HDF5 is often used in scientific computing for this. https://en.wikipedia.org/wi...

out_of_protocol · on May 3, 2022

You can just use sqlite then. Very compact, highly popular (in different role though). Seen it used for large datasets - map tiles (millions of jpeg files). Much smaller size than zip or tar archive, indexed, fast.

P.S.

  sqlite> .mode csv
  sqlite> .import city.csv cities

d3mcfadden · on May 4, 2022

Cool, I didn't know about .mode and .import. Super handy tip.

mastax · on May 4, 2022

You can also use

    .mode csv
    .headers on
    .output file.csv

Then run a query and it gets output to file.csv.

sundarurfriend · on May 3, 2022

> This results in a truly hierarchical, filesystem-like data format. In fact, resources in an HDF5 file can be accessed using the POSIX-like syntax /path/to/resource.

That seems a whole higher level of complexity compared to CSV or the other options listed in TFA (perhaps comparable to Excel).

brandmeyer · on May 3, 2022

NetCDF4 (built on top of HDF5 largely through sub-setting) is considerably more powerful than excel/libreoffice. Its also easy to access through widely-available libraries. I frequently use the Python `netCDF4` (yes, it really is capitalized that way) library for exploratory work.

acomjean · on May 4, 2022

Single Cell RNA Seq data is often stored in Loom which is a HDF5 format.

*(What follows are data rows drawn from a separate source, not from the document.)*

PR #1393, opened 2021-07-21
[SAAS-1454] Ignore all kubectl generated annotation during the Installation conversion

xiumozhan:
When the operator is first applied on a Calico cluster which is not managed by tigera-operator before, it will try to convert the cluster into an installation managed by the operator. One of the steps is it checks if the cluster's components has any incompatible annotation. During this check we need to ignore those annotations generated by kubectl, i.e. all the annotations start with `kubernetes.kubectl.io`.

### DIFF
--- a/pkg/controller/migration/convert/core.go
+++ b/pkg/controller/migration/convert/core.go
@@ -12,6 +12,7 @@ import (
 )
 
 var toBeIgnoredAnnotationKeyRegExps []*regexp.Regexp
+
 func init() {
 	log.Info("Compiling regular expressions for annotation keys to be ignored...")
 	toBeIgnoredAnnotationKeyRegExps = make([]*regexp.Regexp, 0)
--- a/pkg/controller/migration/convert/core.go
+++ b/pkg/controller/migration/convert/core.go
@@ -218,7 +218,7 @@ func addResources(install *operatorv1.Installation, compName operatorv1.Componen
 // since Operator does not support setting custom annotations on components, these annotations
 // would otherwise be dropped.
 func handleAnnotations(c *components, _ *operatorv1.Installation) error {
-	kubectlGenerated := []string {"^kubectl\\.kubernetes\\.io"}
+	kubectlGenerated := []string{"^kubectl\\.kubernetes\\.io"}
 	if a := removeExpectedAnnotations(c.node.Annotations, map[string]string{}, kubectlGenerated); len(a) != 0 {
 		return ErrIncompatibleAnnotation(a, ComponentCalicoNode)
 	}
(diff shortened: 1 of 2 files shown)


pkg/controller/migration/convert/core.go
```diff
@@ -255,20 +257,36 @@ func handleAnnotations(c *components, _ *operatorv1.Installation) error {
...
 			key == "deployment.kubernetes.io/revision" ||
 			key == "scheduler.alpha.kubernetes.io/critical-pod" {
 			delete(a, key)
 			continue
 		}
 
-		if v, ok := ignore[key]; ok && v == val {
+		if v, ok := ignoreWithValue[key]; ok && v == val {
 			delete(a, key)
 		}
```
stevegaossou, line 282: Seems like we could add a `continue` here as well, similar to the first if-block, since there's a new 3rd block that we can skip (if we have entered this second if-block).

pkg/controller/migration/convert/core.go
```diff
@@ -217,7 +218,8 @@ func addResources(install *operatorv1.Installation, compName operatorv1.Componen
 // since Operator does not support setting custom annotations on components, these annotations
 // would otherwise be dropped.
 func handleAnnotations(c *components, _ *operatorv1.Installation) error {
-	if a := removeExpectedAnnotations(c.node.Annotations, map[string]string{}); len(a) != 0 {
+	kubectlGenerated := []string{"^kubectl\\.kubernetes\\.io"}
```
stevegaossou, line 221: Minor: Might be more appropriate to have a generic name for this (e.g. regexIgnoreList). Since kubectlGenerated is just one specific example of an expected pattern that we want to remove from the annotations.

stevegaossou:
Hey @xiumozhan, were you able to test this out against a cluster?

pkg/controller/migration/convert/core.go
```diff
@@ -255,19 +257,36 @@ func handleAnnotations(c *components, _ *operatorv1.Installation) error {
...
 	a := existing
+	annotationKeyRegexps := make([]*regexp.Regexp, 0)
+	for _, annotationKey := range ignoreNoMatterWhatValue {
+		annotationKeyRegexp, err := regexp.Compile(annotationKey)
+		if err != nil {
+			log.Error(fmt.Errorf("%s is not a valid regular expression", annotationKey), "Error when removing expected annotations")
+			continue
+		}
+		annotationKeyRegexps = append(annotationKeyRegexps, annotationKeyRegexp)
+	}
```
stevegaossou, line 270: Minor: Seems like `removeExpectedAnnotations(...)` is called in various places (i.e. multiple times). It would be slightly more efficient to build these reg exps (`regexp.Compile(...)`) outside of this function, so they only need to be compiled once. Then they just need to be passed around. 

Going all the way out, perhaps instead of doing them within the scope of these functions, we could have an `init(...)` in this package that loads the regexes into a package level variable.

stevegaossou (approved):
LGTM

Brian-McM:
Can you please add a proper title and description.

PR #1394, opened 2021-07-21
Operator changes for process path collection in flowLogs

sridhartigera:
## Description
Process path and arguments are collected in flowLogs. In order to read the process path, arguments, felix will read /proc/pid/cmdline. This requires hostPID to be set to true in calico-node daemonset, set FELIX_FLOWLOGSCOLLECTPROCESSPATH env var. To enable/disable this feature, a new section (`collectProcessPath`) is added under LogCollector.

## For PR author

- [x] Tests for change.

## For PR reviewers

- [ ] Appropriate labels:


pkg/controller/logcollector/logcollector_controller.go
```diff
@@ -158,6 +158,7 @@ func GetLogCollector(ctx context.Context, cli client.Client) (*operatorv1.LogCol
 		return nil, err
 	}
 
+	fillDefaults(instance)
```
tmjd, line 161: I don't think we can do the fillDefaults in this function because we need the "raw" instance in the Reconcile to save as preDefaultPatchFrom. Otherwise the reconcile will not see the that we're adding the CollectProcessPath and NOT patch the resource with the default.

tmjd: I also think in the Reconcile we need to move the patching of the LogCollector resource earlier, especially now since the Core controller will be reading the resource.
Please also as this move I think you will need to move https://github.com/tigera/operator/pull/1394/files#diff-2b8c59da3e46730154a614a6d0ea55cfc27b17106a1e4bcc3fc8c12f794e8571R351-R358 the defaulting of  instance.Spec.AdditionalStores.Syslog.LogTypes into the fillDefaults function.
Hopefully this all makes sense, let me know if it doesn't.

tmjd (commented):
Looking good. I think we need a final decision on if "privilegedFeatures" is needed in the API.
Also I think we should adjust the defaulting of LogCollector since the core controller depends on LogCollector now.

pkg/controller/logcollector/logcollector_controller.go
```diff
@@ -171,11 +170,77 @@ func GetLogCollector(ctx context.Context, cli client.Client) (*operatorv1.LogCol
...
+							return false, nil, err
+						}
+					}
+				}
+			}
+
+			// Special case: For users that have a Syslog config and are upgrading from an older release
+			//  where logTypes field did not exist, we will auto-populate default values for
+			// them. This should only happen on upgrade, since logTypes is a required field.
+			if syslog.LogTypes == nil || len(syslog.LogTypes) == 0 {
```
tmjd, line 226: Only the block here should have been moved into fillDefaults. The above retrieving of the managementClusterConnection and the validation that IDSEvents is not set should be left where it was in the Reconcile.

pkg/controller/logcollector/logcollector_controller.go
```diff
@@ -171,11 +170,77 @@ func GetLogCollector(ctx context.Context, cli client.Client) (*operatorv1.LogCol
...
+				// option was not available prior to the logTypes field being introduced). This ensures
+				// existing users continue to get the same expected behavior for Syslog forwarding.
+				instance.Spec.AdditionalStores.Syslog.LogTypes = []v1.SyslogLogType{
+					v1.SyslogLogAudit,
+					v1.SyslogLogDNS,
+					v1.SyslogLogFlows,
+				}
+
+				// Mark LogCollector as changed so we know to save it
+				isModified = true
```
tmjd, line 237: I don't think we need this flag. In the core_controller we always patch so I think that is safe to do.

pkg/controller/logcollector/logcollector_controller.go
```diff
@@ -226,7 +286,10 @@ func (r *ReconcileLogCollector) Reconcile(ctx context.Context, request reconcile
 		r.status.SetDegraded("Error querying license", err.Error())
 		return reconcile.Result{RequeueAfter: 10 * time.Second}, nil
 	}
-
+	isModified, modifiedFields, err := r.fillDefaults(ctx, instance)
+	if err != nil {
+		return reconcile.Result{}, err
+	}
```
tmjd, line 292: Please move patching the instance to after this so we can Patch as soon as possible.

tmjd (changes requested):

pkg/controller/logcollector/logcollector_controller.go
```diff
@@ -170,18 +170,47 @@ func GetLogCollector(ctx context.Context, cli client.Client) (*operatorv1.LogCol
 	return instance, nil
 }
 
+func fillDefaults(instance *operatorv1.LogCollector) []string {
```
tmjd, line 173: Please add a comment on this function that includes what the slice returned contains.

pkg/controller/logcollector/logcollector_controller_test.go
```diff
@@ -136,6 +136,13 @@ var _ = Describe("LogCollector controller tests", func() {
 	})
 
 	Context("image reconciliation", func() {
+		It("CollectProcessPath should be enabled if not set", func() {
```
tmjd, line 139: This test seems to be badly organized with almost everything in this "image reconciliation" context, but could you create a separate context to put this new `It` block in that is more appropriate. Maybe a new Context block of "defaulting logic".

tmjd (commented):
Looking good. A couple of minor things, I think we're mainly waiting on final decision on the API and if we need the `privilegedFeatures` sub-section.

tmjd (commented):
Has this been tested on a cluster that needs PodSecurityPolicies? https://kubernetes.io/docs/concepts/policy/pod-security-policy/#what-is-a-pod-security-policy suggests that access to hostPID is controlled with PodSecurityPolicy.

sridhartigera:
> Has this been tested on a cluster that needs PodSecurityPolicies? https://kubernetes.io/docs/concepts/policy/pod-security-policy/#what-is-a-pod-security-policy suggests that access to hostPID is controlled with PodSecurityPolicy.

yes. Tested with pod-security-policy enabled and made changes to operator to fix the same.

pkg/render/node.go
```diff
@@ -1388,6 +1405,10 @@ func (c *nodeComponent) nodePodSecurityPolicy() *policyv1beta1.PodSecurityPolicy
 	psp.Spec.AllowPrivilegeEscalation = ptr.BoolToPtr(true)
 	psp.Spec.Volumes = append(psp.Spec.Volumes, policyv1beta1.HostPath)
 	psp.Spec.HostNetwork = true
+	// CollectProcessPath feature in logCollectorSpec requires access to hostPID
+	// Hence setting hostPID to true in the calico-node PSP, for this feature
+	// to work with PSP turned on
+	psp.Spec.HostPID = true
```
tmjd, line 1411: I think this should be gated on `c.collectProcessPathEnabled()`.

tmjd (approved):
LGTM, definitely need to squash this one on merge :grinning:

https://linnarssonlab.org/loompy/

Its a little weird at first but its a great format and has libraries in a lot of major languages. It stores a sparse matrix which cuts the size down a lot.

https://linnarssonlab.org/loompy/format/index.html

MrPowers · on May 4, 2022

HDF5 has some limitations that make it suboptimal for cloud based storage systems.

Zarr overcomes these limitations for array data and Parquet overcomes these limitations for tabular data.

noobermin · on May 4, 2022

The OP wants a text based format, he doesn't care about what is optimal.